Time to get back to the basics. I use trig at work, and at home in PyGame\Processing, but I like understanding the fundamentals of how it works. So I sat down this afternoon and made up a “SohCahToa” PyGame program that really illustrates (to me at least) what the values behind sine, cosine and tangent mean. They are after all, ratios of the sides of a triangle.
So the mnemonic device is “Soh-Cah-Toa”, which means:
- Sine = Opposite / Hypotenuse
- Cosine = Adjacent / Hypotenuse
- Tangent = Opposite / Adjacent
I wanted a visual way to see this in action, and that’s what this little program does:
Click through (twice) to larger image...
It plots a triangle defined by the opposite, adjacent, and hypotenuse sides. As time goes by ‘degrees \ radians \ pi’ values increase, and the triangle changes. The lengths of each side are plotted, and at the bottom, the math behind the sin, cos, and tan are shown in real-time.

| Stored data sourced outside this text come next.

PR #3860, opened 2020-06-08
Replace stream= with comm= in handlers

### LINKED ISSUE #3824: Replace stream= with comm= in handlers
Over time we switched from using the keyword `stream=` to `comm=` (this happened when we generalized comms beyond just tornado streams).  

It looks like there are still some modules which use the term `stream=`.  I *think* that we should replace these with `comm=`, although it presumably doesn't matter too much.

jjerphan:
Fixes #3824.

### DIFF
--- a/distributed/comm/tcp.py
+++ b/distributed/comm/tcp.py
@@ -33,17 +33,17 @@ logger = logging.getLogger(__name__)
 MAX_BUFFER_SIZE = MEMORY_LIMIT / 2
 
 
-def set_tcp_timeout(stream):
+def set_tcp_timeout(comm):
     """
     Set kernel-level TCP timeout on the stream.
     """
-    if stream.closed():
+    if comm.closed():
         return
 
     timeout = dask.config.get("distributed.comm.timeouts.tcp")
     timeout = int(parse_timedelta(timeout, default="seconds"))
 
-    sock = stream.socket
+    sock = comm.socket
 
     # Default (unsettable) value on Windows
     # https://msdn.microsoft.com/en-us/library/windows/desktop/dd877220(v=vs.85).aspx
@@ -92,15 +92,15 @@ def set_tcp_timeout(stream):
         logger.warning("Could not set timeout on TCP stream: %s", e)
 
 
-def get_stream_address(stream):
+def get_stream_address(comm):
     """
     Get a stream's local address.
     """
-    if stream.closed():
+    if comm.closed():
         return "<closed>"
 
     try:
-        return unparse_host_port(*stream.socket.getsockname()[:2])
+        return unparse_host_port(*comm.socket.getsockname()[:2])
     except EnvironmentError:
         # Probably EBADF
         return "<closed>"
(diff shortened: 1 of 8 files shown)


quasiben:
Thanks for doing this @jjerphan .  What do you think about things like:
https://github.com/dask/distributed/blob/8480b4fde57d16b27b3079f25b95e61b862b79ae/distributed/comm/tcp.py#L95

https://github.com/dask/distributed/blob/8480b4fde57d16b27b3079f25b95e61b862b79ae/distributed/comm/tcp.py#L36

I found those by doing:
> git grep 'stream)'

distributed/comm/ucx.py
```diff
@@ -37,13 +37,13 @@
...
+def synchronize_stream(comm=0):
     import numba.cuda
 
     ctx = numba.cuda.current_context()
-    cu_stream = numba.cuda.driver.drvapi.cu_stream(stream)
-    stream = numba.cuda.driver.Stream(ctx, cu_stream, None)
-    stream.synchronize()
+    cu_stream = numba.cuda.driver.drvapi.cu_stream(comm)
+    comm = numba.cuda.driver.Stream(ctx, cu_stream, None)
+    comm.synchronize()
```
mrocklin, line 46: This is actually a different kind of stream (CUDA streams rather than Dask streams) and we should probably leave it as is.

distributed/comm/tcp.py
```diff
@@ -160,10 +160,10 @@ def _read_extra(self):
         pass
 
     def _get_finalizer(self):
-        def finalize(stream=self.stream, r=repr(self)):
-            if not stream.closed():
+        def finalize(comm=self.stream, r=repr(self)):
+            if not comm.closed():
                 logger.warning("Closing dangling stream in %s" % (r,))
-                stream.close()
+                comm.close()
```
mrocklin, line 166: This is actually a different kind of stream (Torando IOStream rather than Dask stream) and we should probably leave it as-is.

jjerphan:
Hum, I am trying to understand [the failing test on the Travis CI build](https://travis-ci.org/github/dask/distributed/jobs/696552213#L1429): it does not fail for me (it is skipped when running it locally).

mrocklin:
Yeah, that isn't your fault.  I don't know what happened, but that test has become flaky recently, and only on Python 3.6.  I'm going to go ahead and skip it for now.  It's a very peripheral feature.

See https://github.com/dask/distributed/pull/3888

mrocklin:
My apologies for the testing uncleanliness .  Thank you for your patience with it.

mrocklin:
I'm merging this in.  Thank you for your work here @jjerphan !

jjerphan:
@mrocklin: it really is fine: don't worry. :)
Thanks for the review!

jjerphan:
In fact, I [once studied a problem between in the `DaskBackendConnector`](https://github.com/jjerphan/joblib_dask_deadlock) but I have not been able fixed it. [joblib#914](https://github.com/joblib/joblib/pull/914) did however!

PR #3865, opened 2020-06-08
Drop no longer needed local `import pickle`

jakirkham:
We already [`import pickle` at the top of the module]( https://github.com/dask/distributed/blob/8480b4fde57d16b27b3079f25b95e61b862b79ae/distributed/scheduler.py#L15 ). So there is no need to import it locally here as well. So drop the local `import pickle`.


quasiben:
Thanks @jakirkham merging in

jakirkham:
Thanks Ben! 😄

The source code is online here, feel free to grab it:
http://www.akeric.com/python/sohCahToa01.py
Also, with a lot of help from this post (and several followup emails from its author), I was able to (finally) turn my PyGame apps into Windows executable. Find the zipped version here:
http://www.akeric.com/python/sohCahToa01.zip
I built it with Python 2.6.2 and PyGame 1.9.1, but nothing fancy is going on with either, so it should work with older versions.